→ Task brief: If a line in the data below holds the word "trust", copy it.

→ Record set:
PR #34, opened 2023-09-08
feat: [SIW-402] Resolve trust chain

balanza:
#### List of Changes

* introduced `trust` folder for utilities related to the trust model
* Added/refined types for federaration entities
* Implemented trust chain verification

→ Written solution:
feat: [SIW-402] Resolve trust chain
* introduced `trust` folder for utilities related to the trust model
* Implemented trust chain verification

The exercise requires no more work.